A place name derived from Old English meaning "settlement on the summit or slope of a hill." The fuller origin note on this page goes into more detail.
All surname statistics on Name Census are drawn from the US Census Bureau's decennial surname frequency tables. These files list every surname that appeared 100 or more times in the 2020 Census, along with a count, a per-100,000 rate, and a self-reported demographic breakdown. You can read the full explanation on our methodology page.
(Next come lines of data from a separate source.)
PR #1103, opened 2021-11-26
Web Worker support for esbuild flow

cristiano-belloni:
This PR introduces an esbuild plugin which:

- Builds workers on the fly, matching them with the `worker.[jt]sx?$` pattern
- Trampolines them to work with CORS (thanks @LukeSheard)
- Emits them as separate files
- Exports a class that needs to be instantiated to start the worker
- Allow only js, ts, jsx and tsx extensions to be loaded from a worker

This plugin works similarly to [worker-loader for Webpack 4](https://v4.webpack.js.org/loaders/worker-loader/) (see below). It will probably superseded [when Esbuild supports `new Worker` as an import](https://github.com/evanw/esbuild/issues/312#issuecomment-800730525), but we will still need trampolining.

## Example

```ts
// index.ts
import HelloWorkerCls from './worker/hello.worker.ts';

const worker = new HelloWorkerCls();
workerRef.current.onmessage = (message) => console.log("Message from worker", message.data);
worker.postMessage(new Date.now());
```

```ts
// ./worker/hello.worker.ts
import { wait, format } from '../utils/date-locale';

globalThis.self.onmessage = async (message: { data: number }) => {
  postMessage(`Hello there. Processing date...`);
  // Simulate work
  await wait(500);
  postMessage(`Date is: ${format(message.data)}`);
};
```

## Caveats

- If workers don't import from other files, they need to `export {}` to not be considered global files by `isolatedModules`.

### DIFF
--- a/packages/modular-scripts/src/__tests__/esbuild-scripts/workerPlugin.test.ts
+++ b/packages/modular-scripts/src/__tests__/esbuild-scripts/workerPlugin.test.ts
@@ -43,7 +43,7 @@ describe('WHEN running esbuild with the workerFactoryPlugin', () => {
       expect(tree(outdir)).toMatchInlineSnapshot(`
         "output
         ├─ alive.worker-T4TLN6IN.js #y0mybi
-        └─ index.js #wd8ozp"
+        └─ index.js #1kx9oa0"
       `);
     });
 
--- a/packages/modular-scripts/src/__tests__/esbuild-scripts/workerPlugin.test.ts
+++ b/packages/modular-scripts/src/__tests__/esbuild-scripts/workerPlugin.test.ts
@@ -6,10 +6,6 @@ import tree from 'tree-view-for-tests';
 import webworkerPlugin from '../../esbuild-scripts/plugins/workerFactoryPlugin';
 import getModularRoot from '../../utils/getModularRoot';
 
-const emptyDir = async (dirName: string) => {
-  await fs.emptyDir(dirName);
-};
-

For surnames, Name Census does not age cohorts the way it does for first names. Instead, it takes the Census Bureau's published frequency for Clinton (5.22 per 100,000) and applies that rate to the current U.S. resident population to estimate how many living Americans have the surname today.
If you just want to know how many Americans have the surname Clinton, HowManyOfMe.org gives you the headline number in one glance.